Reviewer: morning_glory

*Note: This in no way is to be taken as an offense against the author or the story. This is an honest review intended for critiquing and helping the story, nothing else.*

Title: 5/5 This title is quite appropriate for your story, seeing as how you show that even though they are not together, their fates are always together.:)

Forewords: 7/10 Your forewords is REALLY long. Maybe you should have made the Prologue as Chapter 1, so then it wouldn’t have seemed too cluttered. You could have just done a short summary, just to interest your readers. And you could have done a more detailed description of each character, just to give us an idea.

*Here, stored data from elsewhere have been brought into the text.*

PR #386, opened 2017-04-26
JCLOUDS-1278: Allow to configure virtual machine NICs in Azure ARM

nacx:
https://issues.apache.org/jira/browse/JCLOUDS-1278

Allows to configure the NIC layout of a virtual machine using the template options. This PR removes the `virtualnetworkName` and `subnetId` from the `AzureTemplateOptions` class and leverages a more flexible way to configure networking for nodes. Configuration can be done now as follows:

* If no options are set, jclouds will create a default network and a subnet as it did in previous versions, allocate a private and a public ip and attach them to a NIC attached to the node.
* Using the portable options to specify the IDs of the subnets where the nodes will be attached to.
    ```java
    options.networks(subnetId2, subnetId2, ...);
    ```
    For each configured subnet, jclouds will create a NIC with a dynamically allocated private ip address in the subnet.
* Using the `AzureTemplateOptions` to have more control on how the ips are allocated. The following configurations are valid examples:
    ```java
    options.ipOptions(
       IpOptions.builder().subnet(subnet1).address("10.0.0.5").allocatePublicIp(true).build(),
       IpOptions.builder().subnet(subnet1).allocatePublicIp(true).build(),
       IpOptions.builder().subnet(subnet2).build()
    );
    ```
    In this example, the options will create 3 NICs and attach them to the virtual machine. The first NIC will have a statically configured private address and public ip address associated, the second one will have a dynamically allocated private address and a public address, and the third one will just have a dynamically allocated private address.

I'm running the test now, but I've submitted this to have early feedback. as usual, comments welcome!

I'd say this is the only thing that was remaining in order to properly support all options in the portable abstraction. Once this is merged I'd say we are in a very good position to test the provider for a while and consider promoting it to the main repo.

/cc @andreaturli @danielestevez


andreaturli:
thanks @nacx I really like the kind of flexibility jclouds azurecompute-arm can gain with that!

couple of minor inital comments: 
1. don't we need to deprecate `subnetId` and `virtualNetworkName` before removing them, maybe?
2. with the second option `options.networks(subnetId2, subnetId2, ...);` how the nodes will get a public IP?

---

as a broader discussion, I really think we are pushing jclouds compute to the limit: it's original ability to manage nodes nowadays requires a lot of networking resource to be created "around" the node before the provisioning can happen. I wonder if it's time for a `jclouds network` abstraction where jclouds can manage concepts like vpc, subnets, security groups so the `jclouds compute` abstraction can then consume those resources created in a portable way. Of course this is well beyond the scope of this PR, but I'd like to know your thoughts on that.

azurecompute-arm/src/main/java/org/jclouds/azurecompute/arm/compute/AzureComputeServiceAdapter.java
```diff
@@ -383,39 +391,94 @@ private OSProfile createOsProfile(String computerName, Template template) {
...
-   private NetworkInterfaceCard createNetworkInterfaceCard(String subnetId, String name, String locationName,
-                                                           String azureGroup, TemplateOptions options) {
-      final PublicIPAddressApi ipApi = api.getPublicIPAddressApi(azureGroup);
+   private List<NetworkInterfaceCard> createNICs(String nodeName, String location, AzureTemplateOptions options) {
+      ImmutableList.Builder<NetworkInterfaceCard> nics = ImmutableList.builder();
+      String securityGroup = getOnlyElement(options.getGroups(), null);
 
-      PublicIPAddressProperties properties = PublicIPAddressProperties.builder().publicIPAllocationMethod("Static")
-              .idleTimeoutInMinutes(4).build();
+      for (IpOptions ipConfig : publicIpsFirst(options.getIpOptions())) {
```
andreaturli: maybe this logic deserves to live in a private method? or a Function name `ipOptionsTo IpConfiguration` maybe?

azurecompute-arm/src/main/java/org/jclouds/azurecompute/arm/compute/AzureComputeServiceAdapter.java
```diff
@@ -383,39 +391,94 @@ private OSProfile createOsProfile(String computerName, Template template) {
...
-      String networkInterfaceCardName = "jc-nic-" + name;
-      return api.getNetworkInterfaceCardApi(azureGroup).createOrUpdate(networkInterfaceCardName, locationName,
-              networkInterfaceCardProperties.build(), ImmutableMap.of("jclouds", name));
+      return nics.build();
+   }
+   
+   private NetworkProfile createNetworkProfile(List<NetworkInterfaceCard> nics) {
+      List<NetworkInterface> nicAttachments = new ArrayList<NetworkInterface>(nics.size());
+      for (int i = 0; i < nics.size(); i++) {
+         nicAttachments.add(NetworkInterface.create(nics.get(i).id(), NetworkInterfaceProperties.create(i == 0)));
```
andreaturli: maybe a javadoc to explain the method as it is not obvious, especially the `i == 0` part

azurecompute-arm/src/main/java/org/jclouds/azurecompute/arm/compute/AzureComputeServiceAdapter.java
```diff
@@ -383,39 +391,94 @@ private OSProfile createOsProfile(String computerName, Template template) {
...
+      }
+      return NetworkProfile.create(nicAttachments);
+   }
+   
+   private static List<IpOptions> publicIpsFirst(List<IpOptions> ipOptions) {
```
andreaturli: javadoc maybe to explain the reason why you are sorting this list?

azurecompute-arm/src/main/java/org/jclouds/azurecompute/arm/compute/extensions/AzureComputeSecurityGroupExtension.java
```diff
@@ -135,12 +137,12 @@ public boolean apply(SecurityGroup input) {
...
          throw new IllegalArgumentException("Node " + nodeId + " was not found");
       }
-      List<IdReference> networkInterfacesIdReferences = vm.properties().networkProfile().networkInterfaces();
+      List<NetworkInterface> networkInterfacesIdReferences = vm.properties().networkProfile().networkInterfaces();
       List<NetworkSecurityGroup> networkGroups = new ArrayList<NetworkSecurityGroup>();
 
-      for (IdReference networkInterfaceCardIdReference : networkInterfacesIdReferences) {
-         String nicName = networkInterfaceCardIdReference.name();
-         String nicResourceGroup = networkInterfaceCardIdReference.resourceGroup();
+      for (NetworkInterface networkInterfaceCardIdReference : networkInterfacesIdReferences) {
```
andreaturli: maybe `networkInterfaceCardIdReference` is now `networkInterface` ?

azurecompute-arm/src/main/java/org/jclouds/azurecompute/arm/compute/extensions/AzureComputeSecurityGroupExtension.java
```diff
@@ -135,12 +137,12 @@ public boolean apply(SecurityGroup input) {
       if (vm == null) {
          throw new IllegalArgumentException("Node " + nodeId + " was not found");
       }
-      List<IdReference> networkInterfacesIdReferences = vm.properties().networkProfile().networkInterfaces();
+      List<NetworkInterface> networkInterfacesIdReferences = vm.properties().networkProfile().networkInterfaces();
```
andreaturli: [minor] is maybe `networkInterfaces` rather than `networkInterfacesIdReferences` ?

azurecompute-arm/src/main/java/org/jclouds/azurecompute/arm/compute/functions/VirtualMachineToNodeMetadata.java
```diff
@@ -136,9 +138,9 @@ public NodeMetadata apply(VirtualMachine virtualMachine) {
       return builder.build();
    }
 
-   private Iterable<String> getPrivateIpAddresses(List<IdReference> idReferences) {
+   private Iterable<String> getPrivateIpAddresses(List<NetworkInterface> idReferences) {
```
andreaturli: [minor] `networkInterfaces` instead of `idReferences` ?

azurecompute-arm/src/main/java/org/jclouds/azurecompute/arm/compute/options/AzureTemplateOptions.java
```diff
@@ -32,28 +32,11 @@
...
-   private String subnetId;
    private AvailabilitySet availabilitySet;
    private String availabilitySetName;
    private List<DataDisk> dataDisks = ImmutableList.of();
    private String resourceGroup;
-
-   /**
-    * Sets the virtual network name
-    */
-   public  AzureTemplateOptions virtualNetworkName(String virtualNetworkName) {
```
andreaturli: do we need to deprecate them first or because it is still in labs we can change the public api this way?

azurecompute-arm/src/main/java/org/jclouds/azurecompute/arm/compute/strategy/CleanupResources.java
```diff
@@ -86,10 +89,10 @@ public boolean cleanupNode(final String id) {
    }
 
    public void cleanupVirtualMachineNICs(VirtualMachine virtualMachine) {
-      for (IdReference nicRef : virtualMachine.properties().networkProfile().networkInterfaces()) {
-         String nicResourceGroup = nicRef.resourceGroup();
-         String nicName = nicRef.name();
-         NetworkInterfaceCard nic = api.getNetworkInterfaceCardApi(nicRef.resourceGroup()).get(nicName);
+      for (NetworkInterface nicRef : virtualMachine.properties().networkProfile().networkInterfaces()) {
```
andreaturli: just `nic` instead of `nicRef` ?

azurecompute-arm/src/main/java/org/jclouds/azurecompute/arm/compute/strategy/CreateResourcesThenCreateNodes.java
```diff
@@ -196,4 +197,35 @@ private void createResourceGroupIfNeeded(String group, String location, AzureTem
...
    }
+   
+   private void normalizeNetworkOptions(AzureTemplateOptions options) {
+      if (!options.getNetworks().isEmpty() && !options.getIpOptions().isEmpty()) {
+         throw new IllegalArgumentException(
+               "The options.networks and options.ipOptions are exclusive. Just configure the networking options once.");
+      }
+      
+      if (!options.getNetworks().isEmpty() && options.getIpOptions().isEmpty()) {
+         // The portable interface allows to configure network IDs (subnet IDs),
```
andreaturli: move this comment to javadoc maybe?

andreaturli: we need a good testing coverage for this method :D

azurecompute-arm/src/main/java/org/jclouds/azurecompute/arm/domain/Subnet.java
```diff
@@ -29,6 +31,8 @@
 @AutoValue
 public abstract class Subnet {
 
+   private static final Pattern NETWORK_PATTERN = Pattern.compile("^.*/virtualNetworks/([^/]+)(/.*)?$");
```
andreaturli: maybe `VIRTUAL_NETWORK_PATTERN` ?

azurecompute-arm/src/main/java/org/jclouds/azurecompute/arm/compute/AzureComputeServiceAdapter.java
nacx: Not sure a function would be that appropriate here. This method (as a private method) depends a lot on the current context. It not only depends on the ip configurations, but also on other template options such as the security groups and the name of the node. I think it makes sense here as a private method.

azurecompute-arm/src/main/java/org/jclouds/azurecompute/arm/compute/options/AzureTemplateOptions.java
nacx: We don't keep backwards compatibility in labs.

azurecompute-arm/src/main/java/org/jclouds/azurecompute/arm/compute/strategy/CleanupResources.java
nacx: Well, it is actually a reference to a network interface card, since it just holds its ID and a flag indicating if it is the primary one.

nacx:
@andreaturli I've addressed your comments and added a method to allow binding an existing public ip, which is also convenient. Something like: `IpOptions.builder().subnet(subnet1).publicIpId("pub-ip-id").build()`. I've also fixed a couple race conditions when creating security groups; the jclouds code did not wait until they were in provisioning state "Succeeded".

Regarding your comments:

>don't we need to deprecate subnetId and virtualNetworkName before removing them, maybe?

We don't do that in labs. Labs is a place to experiment with the providers, get familiar with their APIs and best practices. if we kept backwards compatibility there we wouldn't be able to never move forward with the development of new providers.

>with the second option options.networks(subnetId2, subnetId2, ...); how the nodes will get a public IP?

It doesn't. If you are explicit about network configuration you also need to be explicit about public IPs. That method exists to properly implement the portable options, but portability has limitations. If you need more fine grained control you need to use the provider-specific ones. (Also take into account that when building nodes in concrete subnets only the gateway one is likely to have an ip address, so I think it is a good compromise for the portable abstraction).

>as a broader discussion, I really think we are pushing jclouds compute to the limit: it's original ability to manage nodes nowadays requires a lot of networking resource to be created "around" the node before the provisioning can happen. I wonder if it's time for a jclouds network abstraction where jclouds can manage concepts like vpc, subnets, security groups so the jclouds compute abstraction can then consume those resources created in a portable way. Of course this is well beyond the scope of this PR, but I'd like to know your thoughts on that.

Absolutely. We should file a story in JIRA and create a page in the wiki to define how we want it to look like, by looking at how the different major providers implement networking, what they offer and what we want to cover.

geomacy:
This sounds good but I think it may run into the problem we in Apache Brooklyn found when experimenting with arrangements for multiple NICs in Azure - just because you attach the NIC to the machine, that does not mean that the image will actually recognise and enable it when the operating system boots.     E.g. we attached one extra NIC to a node but on boot when you used `ifconfig` you could only see the one, default, interface.  You would have to do additional machine configurations to actually attach the second NIC.

geomacy:
@neykov this will interest you I'm sure

nacx:
There is the option to create secondary ip addresses in the NICs, but that does not look very convenient. A common use case for several NICs is to connect the VM to different subnets, and that does not seem right with secondary ip addresses. That's why I implemented the multiple IP configurations as new NICs. There is also a limitation on the number of NICs you can attach to a VM depending on the size you select, but that validation is also out of the scope of this PR.

I agree that some OSs need to be prepared to enable the network interfaces on boot, but that can easily be achieved with bootstrap scripts and/or cloud init?

geomacy:
> I agree that some OSs need to be prepared to enable the network interfaces on boot, but that can easily be achieved with bootstrap scripts and/or cloud init?

I guess so long as it is understood that this may be necessary, depending on the image, then that's ok.   It may be worth adding this note in the javadoc. Otherwise users may think that just configuring the NICs on the node may mean that they automatically get interfaces connected to the various subnets, and may then wonder what they are doing wrong if in some cases they don't.

nacx:
> It may be worth adding this note in the javadoc.

I'll do. I've also created [JCLOUDS-1282](https://issues.apache.org/jira/browse/JCLOUDS-1282) to add support for the `customData` in the template options (as we do in several other providers that support cloud-init or bootstrap scripts natively in their APIs) so we can inject it when [creating the OS profile](https://github.com/jclouds/jclouds-labs/blob/master/azurecompute-arm/src/main/java/org/jclouds/azurecompute/arm/compute/AzureComputeServiceAdapter.java#L383). This would make it easier for people to inject cloud-init scripts.

azurecompute-arm/src/main/java/org/jclouds/azurecompute/arm/compute/options/AzureTemplateOptions.java
```diff
@@ -75,13 +75,26 @@ public AzureTemplateOptions dataDisks(DataDisk... dataDisks) {
       return dataDisks(ImmutableList.copyOf(checkNotNull(dataDisks, "dataDisks")));
    }
    
+   /**
+    * Configure the NICs that will be attached to the created nodes.
+    * <p>
+    * Note that the number of NICs that can be attached depends on the size of
+    * the virtual machine, and that the guest operating system needs to be
+    * prepared to setup ont only the first network interface.
```
geomacy: typo `ont`

nacx: Ouch! Fixed :)

nacx:
Compute service live tests are green. @andreaturli @geomacy Good to merge?

azurecompute-arm/src/main/java/org/jclouds/azurecompute/arm/compute/options/AzureTemplateOptions.java
```diff
@@ -75,13 +75,26 @@ public AzureTemplateOptions dataDisks(DataDisk... dataDisks) {
...
+    * <p>
+    * Depending on the image being used, a cloud-init or bootstrap script might
+    * be needed to make the interface setup.
```
geomacy: is it worth adding a distinction between the main NIC which will normally(?) be attached, and additional ones that won't?  Or do you mean above 
"and that the guest operating system will typically set up only the first network interface."

nacx: Guests typically set up the first interface that is exposed to them (eth0, ens0, whatever). Which NIC is exposed to the guest as the first one is up to the hypervisor. In ARM, when creating the network profile you mark the primary NIC with a `primary` flag, and I'd like to think that is the one that is exposed as the first NIC, although I don't know the details of the internals here.
For this reason, the code [sorts](https://github.com/nacx/jclouds-labs/blob/c1c15e9465912244fc0d0ac704f51ace14bafd37/azurecompute-arm/src/main/java/org/jclouds/azurecompute/arm/compute/AzureComputeServiceAdapter.java#L400) the IpOptions objects in the template options and puts the ones with public addresses first, as they are the publicly reachable ones and likely to be the primary NICs.

What about something like "the guest operating system should be prepared to set up all the configured interfaces"?

nacx:
@andreaturli @geomacy I've added a last change to cleanup only the public ip addresses that have been auto-generated by jclouds. If users are using the template options to attach nodes to existing public ips, we don't want those ips to be removed when removing the node.

azurecompute-arm/src/main/java/org/jclouds/azurecompute/arm/compute/options/AzureTemplateOptions.java
geomacy: I see; that's a good explanation. Why not copy-and-paste it into the javadocs?!

geomacy:
I can't really say if it's good to merge as such, as I haven't reviewed the code in detail, but the updated java docs per our conversations do address the point I made, so find by me.

azurecompute-arm/src/test/java/org/jclouds/azurecompute/arm/compute/strategy/CreateResourcesThenCreateNodesTest.java
```diff
@@ -0,0 +1,114 @@
...
+import org.jclouds.azurecompute.arm.domain.PublicIPAddressProperties;
+import org.jclouds.azurecompute.arm.domain.Subnet;
+import org.jclouds.azurecompute.arm.features.PublicIPAddressApi;
+import org.jclouds.azurecompute.arm.features.SubnetApi;
+import org.testng.annotations.Test;
+
+import com.google.common.collect.ImmutableList;
+
+@Test(groups = "unit", testName = "CreateResourcesThenCreateNodesTest")
+public class CreateResourcesThenCreateNodesTest {
```
andreaturli: interesting test!

andreaturli:
thanks for taking time to address my comments and give your opinion on jclouds network @nacx 

thanks @geomacy for the great comment on the multi nics scenario. 

I'm still slightly concerned about giving multiple options using the template options (portable and custom) to do something similar. I think javadoc is good, but maybe this advanced support for multi subnets should documented on the readme and potentially jclouds.org website, not in this pr anyway. wdyt?

---

As a side note, the more I think about things like 

> If no options are set, jclouds will create a default network and a subnet as it did in previous versions, allocate a private and a public ip and attach them to a NIC attached to the node.

the more I think we need a `jclouds network` abstraction as those assumptions are not immediate and not consistent across jclouds

nacx:
> maybe this advanced support for multi subnets should documented on the readme and potentially jclouds.org website, not in this pr anyway. wdyt?

+1

> the more I think we need a jclouds network abstraction

+1000 It is very much needed for any provider supporting networking (AWS, GCE, Rackspace, OpenStack, Azure, and others).

> those assumptions are not immediate and not consistent across jclouds

That assumption in particular is what most providers do, including those that don't support networking: they just create a node and give it a public ip. You tell jclouds "create a server in the cloud", and jclouds replies "here it is. you can access it at this IP".

andreaturli:
think you need to rebase and then it should be good to merge

nacx:
Squashed, rebased and pushed to [maste](http://git-wip-us.apache.org/repos/asf/jclouds-labs/commit/dbadb279) and [2.0.x](http://git-wip-us.apache.org/repos/asf/jclouds-labs/commit/eeccc63d). Thanks for the feedback @andreaturli and @geomacy!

First Impression: 10/10 The background and poster do fit with the dark nature of the story; the font is easy to read, which is good.

Plot/Story line: 13/15 Your plot is really fantastical. I don’t think I have seen anything quite like it, which is good. The story line is different, and there does seem to be something important happening in every paragraph, each line, which moves the story along and doesn’t just fill up space.

Flow: 4/5 The flow of the story was at the beginning, kind of slow, when you started it. But it seemed to me that as it went along, the pace increased to a more steady pace, unfolding at a good rate.

Creativity/Originality: 7/10 Even though you adapted this from a manga, you said it yourself that some of this is definitely your idea, so I will give you points for that.

Grammar/Spelling/Vocabulary/Punctuation: 12/15 Your grammar and punctuation doesn’t really need that much correction, but there were just little things, that you could probably correct if you just looked over it once, and just spell-checked it. Your vocabulary was simple, but since this is your third language, I won’t really take off; just there are more words that you can use out there. :P

Writing Style: 8/10 Your writing style is pretty good for your third language. Even though it’s not flowery, that doesn’t really matter for this story, because it doesn’t really require that much fluff. There’s an adequate amount of both description and dialogue, which is really nice.

Characterization: 8/10 Your characterization of each of your characters is a work in progress; you could have depicted the minor characters more, with a bit more focus on them.

Communication with Readers: 5/5 Very good, you communicated with everyone as much as you could.

Overall Enjoyment: 5/5 I like fantasy stories, so this was great to read.

Subtotal: 84/100

Bonus: 2/5 Thanks for requesting from UD! ^^

Total: 86/100

1 comment:

  1. Thanks for this. I'll post it up as soon as I get back home. (winglin's blocked at the office -.-)I really appreciate you pointing out my weak points. And LOL! You have no idea how much I want to use other words but unfortunately, when you have a limited vocabulary you just gotta make do with what you have >.> (I gathered the grammar, commas etc would be glaringly obvious here too considering I never beta'd this version or edited it.) The adaptated scenes were pretty minor, I worked for the most part. Yeah, I figured it would have been better if I put the prologue on another chapter. I actually have an introduction of the characters but I forgot to place it on winglin (got it on my LJ though *shrug*) I've never been good with cutting out scenes so yeah, it was pretty slow paced *gets bricked* Again, thanks for doing the review. This definitely helped.